Вместе с тем, как измельчала в своих желаниях и потребностях сама человеческая натура, измельчала и литература, как неизменное отражение оной. Все это лишний раз заставляет меня понять, как же мало, в действительности, стоящих писателей, за которых хочется ухватиться, как за ракету, и вознестись выше облаков. Середина двадцатого века – последний период времени, подаривший нам настоящих писателей. Писателей, чувствовавших свое призвание и следовавших внутреннему зову, который нередко вел их через сон на уличной скамье и полупустой желудок. Писателей, выворачивающихся наизнанку, подобно препарированной болотной лягушке, чтобы остальные могли с трепетом в сердце и аккуратностью в руках рассмотреть их внутренности цвета ибисовой розы. Писателей, пробивающих своим самовзращенным талантом неприступные бетонные стены, возведенные между людьми.

Нет, хватит изгаляться над измученным телом литературы! Оно и так загнано в тяжкое коматозное состояние. Довольно стоять в углу с тоненькой свечкой в руках и нагло выдавать ее за пылающий факел. У меня крутит живот, когда я вижу беспардонно подсунутый мне мир воздушных цветков, крылатых пони и бессмертной любви. Мне осточертело читать эти премудрости, жадно высосанные из закостенелых пословиц и поговорок. У меня начинается резь в глазах, когда я берусь за очередное расхваленное нынешними критиками (людьми, как и подавляющее большинство, ничуть не способными воспринимать объект искусства сам по себе, в отрыве от личных вкусов и предпочтений) произведение и вижу перед собой типичное школьное сочинение образцового отличника, который всегда все делает по нормам и стандартам, лишь бы получить свою заветную отметку. Ну уж нет! Я хочу видеть отражение улиц, фыркающих машинным паром, хрустящих костями и денежными купюрами. Покажите мне любовь, но честную, изъеденную коррозией и садовыми паразитами. Дайте мне мир, натертый мышьяком до изумрудного блеска, со всеми его меридианами и параллелями, отшлифованными на истертую босую ногу. Явите мне все, как оно есть, без вопиюще нелепых и вызывающе несуразных прикрас. А если не можете или духу не хватает, так и не беритесь вовсе…

Что же, вот теперь можно продолжить со спокойной душой: во-вторых, никогда не знаешь, куда исходная мысль приведет тебя в итоге. Порой текст складывается так, как нужно ему самому, и с этим ничего нельзя поделать. Более того, я бы даже сказал, что это совершенно нормально, а иногда и вовсе полезно и необходимо: вверив руку невидимым силам, зачастую можно наткнуться на что-то, что окажется куда лучше запланированного изначально. Однако подчас можно и вляпаться в некоторые трудности. Взять хотя бы то, что эту, первую главу, я переписываю с чистого листа в шестой или седьмой раз, тогда как половина книги уже готова. На сей раз она получается полностью отличной от схожих между собой предыдущих вариантов, и это меня наконец-то устраивает. Стоило лишь отпустить удела, как она сама послушно пришла в мои руки.

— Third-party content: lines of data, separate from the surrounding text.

PR #496, opened 2020-07-17
add checks for existance before calling apiserver 

pdgetrf:
Fix for https://github.com/futurewei-cloud/arktos/issues/453

### Problem:
Tenant controller is syncing every 5 minutes during which it will attempt to provision resources through client-go. This adds unnecessary loads to apiserver.

### Fix:
Add checks for resource existence before calling client-go. The checks are against informer cache instead of apiserver directly

### Tests performed:
Verified initial provisioning work correctly without regression, and during periodical syncing, resources creation are skipped

image

### Note to reviewers:
Network object currently is not having this cache check because 1) it's not actually provisioning resource as in "No default network template path; skipped the creation of default network in tenant "system" and 2) informer for network object is in a different format which would taking longer to fix. Considering we are adding this for perf test, it's decided to be left to another PR to fix. There's no perf impact for this at the moment.

I'm also looking into adding additional tests for the scenarios where resource creation is skipped


pkg/controller/tenant/tenant_controller.go
```diff
@@ -278,33 +300,61 @@ func (tc *TenantController) createNamespaces(tenant string) (error, bool) {
...
-		ObjectMeta: metav1.ObjectMeta{
-			Name:   InitialClusterRoleBindingName,
-			Tenant: tenant,
-		},
-		Subjects: []rbacv1.Subject{
-			{Kind: rbacv1.UserKind, Name: initialClusterRoleUser},
-		},
-		RoleRef: rbacv1.RoleRef{APIGroup: rbacv1.GroupName, Kind: "ClusterRole", Name: InitialClusterRoleName},
+	if !shouldSkip {
+		// tenant admin act as cluster admin for tha tenant
```
chenqianfzh, line 317: Nit: typo "tha"

pkg/controller/tenant/tenant_controller.go
```diff
@@ -267,6 +280,15 @@ func (tc *TenantController) createDefaultNetworkObject(tenantName string) (error
 func (tc *TenantController) createNamespaces(tenant string) (error, bool) {
 	failures := []error{}
 	for _, nsName := range tenantDefaultNamespaces {
```
chenqianfzh, line 282: Need to check the tenant's status is active before creating. Otherwise we might run into weird race condition issue when deleting a tenant. 

You can refer to the following logic in createDefaultNetworkObject():
      if tenant.Status.Phase == v1.TenantTerminating {
		klog.Infof("Tenant %q is terminating; skipped the creation of default network", tenantName)
	}

pkg/controller/tenant/tenant_controller.go
```diff
@@ -278,33 +300,61 @@ func (tc *TenantController) createNamespaces(tenant string) (error, bool) {
...
 
 func (tc *TenantController) createInitialRoleAndBinding(tenant string) (error, bool) {
-	// tenant admin act as cluster admin for tha tenant
-	role := &rbacv1.ClusterRole{
-		ObjectMeta: metav1.ObjectMeta{
-			Name:   InitialClusterRoleName,
-			Tenant: tenant,
-		},
-		Rules: initialClusterRoleRules(),
+
```
chenqianfzh, line 303: Same: Need to check the tenant's status is active before creating. Otherwise we might run into weird race condition issue when deleting a tenant.

test/integration/tenantcontroller/tenantcontroller_test.go
```diff
@@ -64,13 +64,15 @@ func setup(t *testing.T) (*httptest.Server, framework.CloseFunc, *tenantcontroll
 	networkClient := arktos.NewForConfigOrDie(configs)
```
chenqianfzh, line 64: I think it is better to add a test case to make sure no resources are created when tenant is terminating.

pkg/controller/tenant/tenant_controller.go
```diff
@@ -115,10 +125,13 @@ func NewTenantController(
 		},
 		resyncPeriod,
```
Sindica, line 126: I am really worried about using AddEventHandlerWithResyncPeriod and resyncPeriod as 5 min. This meaning every five min all tenant creation events will be reevaluated again. When we have more than ten thousand tenants, actively going over all tenants and re-evaluate will consume a lot of resources.

pdgetrf: the resync period is for actions like tenant deletion to work with a periodic check.

pkg/controller/tenant/tenant_controller.go
```diff
@@ -80,10 +88,12 @@ type TenantController struct {
...
 // NewTenantController creates a new iinstance of tenantcontroller
-func NewTenantController(
-	kubeClient clientset.Interface,
+func NewTenantController(kubeClient clientset.Interface,
 	tenantInformer coreinformers.TenantInformer,
-	resyncPeriod time.Duration,
+	namespaceInformer coreinformers.NamespaceInformer,
+	clusterRoleInformer rbacinformers.ClusterRoleInformer,
+	clusterRoleBindingInformer rbacinformers.ClusterRoleBindingInformer,
+	resyncPeriod time.Duration,	// split this controller into tenant creation and deletion controllers if resyncPeriod causes performance degradation
```
pdgetrf, line 96: @chenqianfzh @Sindica added notes here for perf concerns.

pkg/controller/tenant/tenant_controller.go
pdgetrf: fixed

PR #508, opened 2020-07-22
Fixed the a flaky test returns c1 or c2 randomly.

jshaofuturewei:


cmd/kube-scheduler/app/options/options_test.go
```diff
@@ -409,14 +409,14 @@ users:
 					AlwaysAllowPaths:             []string{"/healthz"}, // note: this does not match /healthz/ or /healthz/*
 				},
 			},
-			expectedUsername: "none, http",
+			expectedUsername: []string{"none, http"},
```
Sindica, line 412: Does this need to be "none, http" instead of "none" or "http"?

jshaofuturewei: Please check the mock codes and the  "none, http" is hard-coded here.

insecureserver := httptest.NewServer(http.HandlerFunc(func(w http.ResponseWriter, req *http.Request) {
		username, _, _ = req.BasicAuth()
		if username == "" {
			username = "none, http"
		}
		w.WriteHeader(200)
		w.Write([]byte(`ok`))
	}))

Sindica: Correct, I asked the question because reviously you changed it to []string{"none", "http"}.

jshaofuturewei: I checked the history and there is no []string{"none", "http"} change.

cmd/kube-scheduler/app/options/options_test.go
```diff
@@ -515,7 +515,7 @@ users:
 					AlwaysAllowPaths:             []string{"/healthz"}, // note: this does not match /healthz/ or /healthz/*
 				},
 			},
-			expectedUsername: "c1",
+			expectedUsername: []string{"c1", "c2"},
```
Sindica, line 518: We are not actively supporting multiple kubeconfig from command line. Can this test be disabled instead?

PR #510, opened 2020-07-22
Fixing issue 505

chenqianfzh:
Fixing issue https://github.com/futurewei-cloud/arktos/issues/505.

With this fix, the error "Node ***** not found" error is gone.

Verified: the perf-test is running with this fix.


staging/src/k8s.io/client-go/tools/cache/listwatch.go
```diff
@@ -97,7 +101,11 @@ func NewListWatchFromClientWithMultiTenancy(c Getter, resource string, namespace
 // Option modifier is a function takes a ListOptions and modifies the consumed ListOptions. Provide customized modifier function
 // to apply modification to ListOptions with a field selector, a label selector, or any other desired options.
 func NewFilteredListWatchFromClient(c Getter, resource string, namespace string, optionsModifier func(options *metav1.ListOptions)) *ListWatch {
-	return NewFilteredListWatchFromClientWithMultiTenancy(c, resource, namespace, optionsModifier, metav1.TenantSystem)
+	tenant := metav1.TenantSystem
```
Sindica, line 104: Isn't Sonya using default tenant, which is system tenant, in her testing?

chenqianfzh: This change is that when watching/listing cluster-scope resources like "nodes", the url link should be "/api/v1/nodes", instead of "/api/v1/tenants/system/nodes".  Also, in cases that the K8s would like to list/watch across all the namespaces (which means the whole cluster in K8s), we should let it do across all the tenants ( which is what whole cluster means in Arktos).

It is not about which tenant you are using.

staging/src/k8s.io/client-go/tools/cache/listwatch.go
```diff
@@ -81,9 +81,21 @@ type Getter interface {
 	RESTClients() []restclient.Interface
 }
 
+// For backwards compatibility concerns, if the lister/watcher operates across all namespaces (namely cluster-scoped),
+// we should let it work on all tenants.
+// If it targets a specific namespaces, we should let it target at the system tenant.
+func InferTenantFromNamespace(namespace string) string {
```
XiaoningDing, line 87: Why namespaceALL will lead to tenantALL?  A regular tenant user can still list/watch for namespaceALL, but it should be limited to his own tenant space, right?

staging/src/k8s.io/client-go/tools/cache/listwatch.go
XiaoningDing: "/api/v1/tenants/system/nodes" looks a totally legitimate path to me. What's wrong here?

staging/src/k8s.io/client-go/tools/cache/listwatch.go
XiaoningDing: And we can't assume the default tenant is system tenant.

chenqianfzh: Per offline discussion, we understand that this change unblocks the perf tests but it may have some issue for regular tenants. We cannot assume the tenant is "system" when the tenant info is not given.

Discussion results are recorded in https://github.com/futurewei-cloud/arktos/issues/515.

Ну и в-третьих, каждый находит в написанном ровно то, что в данный момент ему необходимо. Подсознание, кажется, само оттитровывает ту суть, те смыслы, в которых нуждается в конкретно взятый период, не обращая внимания на все остальное, на то, что, вполне возможно, станет важным в следующий раз. Поэтому одна и та же книга может играть множеством красок, если ее перечитывать в разные жизненные этапы и промежутки. Это ли не самое прекрасное, что только может быть в хорошей литературе?

А теперь – вкратце о том, что я собираюсь изложить далее.

Должен признаться: то, что я хочу написать, будет не совсем походить на роман в привычном понимании этого слова. В нем не будет цельного сюжета, забудьте об этом. Сюжет – общее правило, установленная норма. Но роман является продуктом писательства, а писательство – формой искусства. Разве можно называть искусство искусством, когда оно создано по правилам и нормам, по меркам и размерам? Отныне и далее – музыка в словесном обличье, поток мыслей, ассоциаций и воспоминаний. Я начинаю со всей энергией, что сумел накопить, и верой, что живет во мне. Верой не столько в окружающий мир, сколько в силу слова, в само искусство. И если вы решите захлопнуть эту книгу прямо сейчас или где-то посередине, то так тому и быть.